What this task involves. Beginning at the top of the listing, repeat each line exactly until the line with "-1,0 +1,19 @@" has been repeated too.

Source records.
PR #5180, opened 2016-11-16
New packages: Bear-2.2.1, sound-icons-0.1, dex-0.7

ackalker:
These are my first few contributions to Void Linux, I hope that these packages are welcome. Any comments or suggestions are very welcome.

### DIFF
--- a/srcpkgs/dex/template
+++ b/srcpkgs/dex/template
@@ -1,0 +1,19 @@
+# Template file for 'dex'
+pkgname=dex
+version=0.7
+revision=1
+noarch=yes
+build_style=gnu-makefile
+make_install_args="MANPREFIX=/usr/share/man"
+python_version=3
+depends="python3"
+short_desc="Generate and execute DesktopEntry files of the Application type"
+maintainer="Alain Kalker <a.c.kalker@gmail.com>"
+license="GPL-2"
+homepage="https://github.com/jceb/dex"
+distfiles="https://github.com/jceb/dex/archive/v${version}.tar.gz>${pkgname}-${version}.tar.gz"
+checksum=2b0c98832c4b894486807a9ac0417ca127425013e0f07da352621065cb36adc6
+
+post_install() {
+	rm ${DESTDIR}/usr/share/doc/${pkgname}/LICENSE
+}
--- a/srcpkgs/Bear/template
+++ b/srcpkgs/Bear/template
@@ -1,0 +1,12 @@
+# Template file for 'Bear'
+pkgname=Bear
+version=2.2.1
+revision=1
+build_style=cmake
+depends="python"
+short_desc="A tool that generates a compilation database for clang tooling"
+maintainer="Alain Kalker <a.c.kalker@gmail.com>"
+license="GPL-3"
+homepage="https://github.com/rizsotto/${pkgname}"
+distfiles="https://github.com/rizsotto/${pkgname}/archive/${version}.tar.gz>${pkgname}-${version}.tar.gz"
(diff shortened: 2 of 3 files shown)


ackalker:
Regarding `sound-icons` package: this enhances `speech-dispatcher` by adding 'sound icons', a kind of [earcon](https://en.wikipedia.org/wiki/Earcon)s which are specifically for use with text-to-speech software. `speech-dispatcher` can use these sound icons 'out-of-the-box' as packaged, no change in configuration files necessary.
Regarding `dex`: although it doesn't need compilation as required by `Manual.md`, I think it is useful for Void Linux users who use minimalist window managers or desktop environments, because it allows one to easily run 'autostart' desktop applications from `*.desktop` files in `/etc/xdg/autostart` and `${HOME}/.config/autostart` directories:
```sh
$ dex -a # Run everything autostartable
$ dex -ae i3 # Do not run any DE-specific file unless it specifies `OnlyShowIn=i3`
# dex -ae GNOME # Fake running GNOME desktop
```

ebfe:
Could you rebase this onto master? That should fix the travis builds/results.

ackalker:
@ebfe I've rebased to master and pushed again, thanks.

ebfe:
Installed /usr/bin/dex has a /usr/bin/python2 shebang but package depends on python3? 

Otherwise looks ok, though i'd vote for `s/Bear/bear/`.

ackalker:
Thank you for your comments.
Regarding Bear's Python dependency, the documentation states that Bear supports Python versions >= 2.7, so I made the package depend on `python`, which in Void Linux is now at version 2.7.12_4. Please let me know if I should make the package depend on `python3` instead, in which case I will also change the shebang.
Regarding the package name `Bear`, I was in doubt about whether to capitalize the name as does the documentation does, or to simply name it `bear` after the name of the script. Since the release tarballs don't have the package name, there's no obvious choice. I'll gladly rename the package to `bear` if that is more to your liking.

ebfe:
> Regarding Bear's Python dependency, the documentation states that Bear
> supports Python versions >= 2.7, ...
The python dependency problem is with `dex` not bear. The package
depends on python3 but there is a hook that rewrites unversioned python
shebangs:

```
=> dex-0.7_1: running pre-pkg hook: 03-rewrite-python-shebang ...
   Shebang converted to '#!/usr/bin/python2': /usr/bin/dex
```

> I'll gladly rename the package to `bear` if that is more to your liking.

Your choice really, i just think uppercase in package names are a bit annoying.

ackalker:
Ah, my fault, I'm so sorry. I'll have a look at the `dex` package tomorrow. BTW, my `/usr/bin/dex` has `#!/usr/bin/env python3` as shebang, as it should (it is Python 3 code).

ebfe:
29c37543cf75436b4c602fd1a0f16a11b3c05539 might have changed the default.

srcpkgs/dex/template
```diff
@@ -0,0 +1,18 @@
+# Template file for 'dex'
+pkgname=dex
+version=0.7
+revision=1
+noarch=yes
+build_style=gnu-makefile
+make_install_args="MANPREFIX=/usr/share/man"
```
asergi: `python_version=3`

ackalker:
@ebfe , @asergi Thanks for your tip and review. I've fixed `dex` package with the change.
I've decided to stick with the name `Bear` for that package, it is the name of the project on Github and is used consistently in the documentation, and several other packages in Void also follow this lead. Also, `xbps-query -Rs bear` has no problem finding the package regardless of whether it's name is capitalized.
Thanks for your time, I hope to be able to provide Void Linux with other useful packages in the future.

ackalker:
Thanks to all :smile:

Answer for the task.
PR #5180, opened 2016-11-16
New packages: Bear-2.2.1, sound-icons-0.1, dex-0.7

ackalker:
These are my first few contributions to Void Linux, I hope that these packages are welcome. Any comments or suggestions are very welcome.

### DIFF
--- a/srcpkgs/dex/template
+++ b/srcpkgs/dex/template
@@ -1,0 +1,19 @@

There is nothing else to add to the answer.